Grants and Contributions:
Grant or Award spanning more than one fiscal year. (2017-2018 to 2022-2023)
Automatically extracting knowledge from a large set of mostly unstructured documents (such as the Web) and organizing it into a knowledge base (KB) is a key challenge in artificial intelligence. Intuitively, such KBs should directly impact the quality of many NLP applications such as question answering, information retrieval or Text Analytics. Open information extraction, the task of extracting knowledge from texts without much supervision (especially not a prescription of the kind of information to mine), has brought new hope for such an endeavour.
Despite a number of well-designed components are nowadays widespread and readily available for extracting facts and relations (so-called tuples) from texts, tapping information in large collections of texts still raises a number of issues. The technology embedded in a typical knowledge extraction pipeline is fraught with shortcomings: coreference resolution, named-entity resolution and parsing errors are collapsing so that many tuples (if not the vast majority) are simply useless. Also, most works are targeting very frequent entities and relations, which exclude a large quantity of information on domain specific texts that are pervasive over the Web.
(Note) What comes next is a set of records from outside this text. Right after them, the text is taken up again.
PR #6098, opened 2026-02-05
debug: config overrides for ports and envoy admin sock

alexandreLamarre:
## Summary

Set config.yaml options for;
```
envoy_admin_address_sock_name: envoy_admin_a.sock
port_overrides:
  grpc: "22220"
  http: "22221"
  outbound: "22222"
  metrics: "22223"
  debug: "22224"
  acme_tls_alpn: "22225"
  connect: "22226"
```

port_overrides are useful for capturing network packets and understanding which envoy/pomerium ports they are associated to

`envoy_admin_address_sock_name` is required for running a clustered databroker on the same host machine.

## Related issues

N/A

## User Explanation

N/A

## Checklist

- [X] updated unit tests
- [X] ready for review

### DIFF
--- a/config/options.go
+++ b/config/options.go
@@ -19,6 +19,7 @@ import (
 	"path/filepath"
 	"reflect"
 	"slices"
+	"strconv"
 	"strings"
 	"time"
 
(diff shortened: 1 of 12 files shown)


calebdoxsey:
These will also have to be added to the protobuf definitions and conversion code.

config/options.go
```diff
@@ -323,6 +328,148 @@ type GenericKeyVal struct {
...
+	ACMETLSALPNPort uint32 `mapstructure:"acme_tls_alpn" yaml:"acme_tls_alpn,omitempty"`
+	// ConnectPort overrides the dynamically allocated connect server port.
+	ConnectPort uint32 `mapstructure:"connect" yaml:"connect,omitempty"`
+}
+
+// portEntries returns all port overrides as ordered name/value pairs.
+// The order must match the field order in PortOverrides and Config.AllocatePorts.
+func (p *PortOverrides) portEntries() []struct {
+	name string
+	port uint32
```
agocs, line 355: Would it make sense for `port` to be `uint16`? You could do without `Validate`

agocs (approved):
Quick suggestion about using uint16 for port numbers, but feel free to tell me no. It seems like if you used uint16 instead of uint32 all over the place, you could use the type system to ensure valid port numbers.

config/options.go
agocs: In retrospect, there's no protobuf unit16 type, so never mind. You can ignore this.
https://protobuf.dev/programming-guides/proto3/#scalar

alexandreLamarre: I also opted not to use `uint16` for fat finger syndrome, where one might type 633333 and then suddenly spend too much time debugging

alexandreLamarre: which often happens to me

Our long term objective consists in developing the necessary expertise in populating, curating, maintaining and using a KB. Our proposal departs from several existing initiatives by a number of key factors. First, since specific domains are prevalent over the Web, we want our technology to be domain aware. Second, since today's world is multi-lingual and because not everything is written in English, we further want our technology to be multi-lingual in nature. Last, most works are devoted to develop fully automatic technology for assisting humans. In our proposal, we are interested in measuring how much gaming with a purpose can make humans assist the computer.
In order to succeed, we target in this proposal the development of deFacto, a multi-domain, bilingual KB (French -- English) acquired iteratively from texts mined over the web, with the help of feedback collected from users via serious gaming.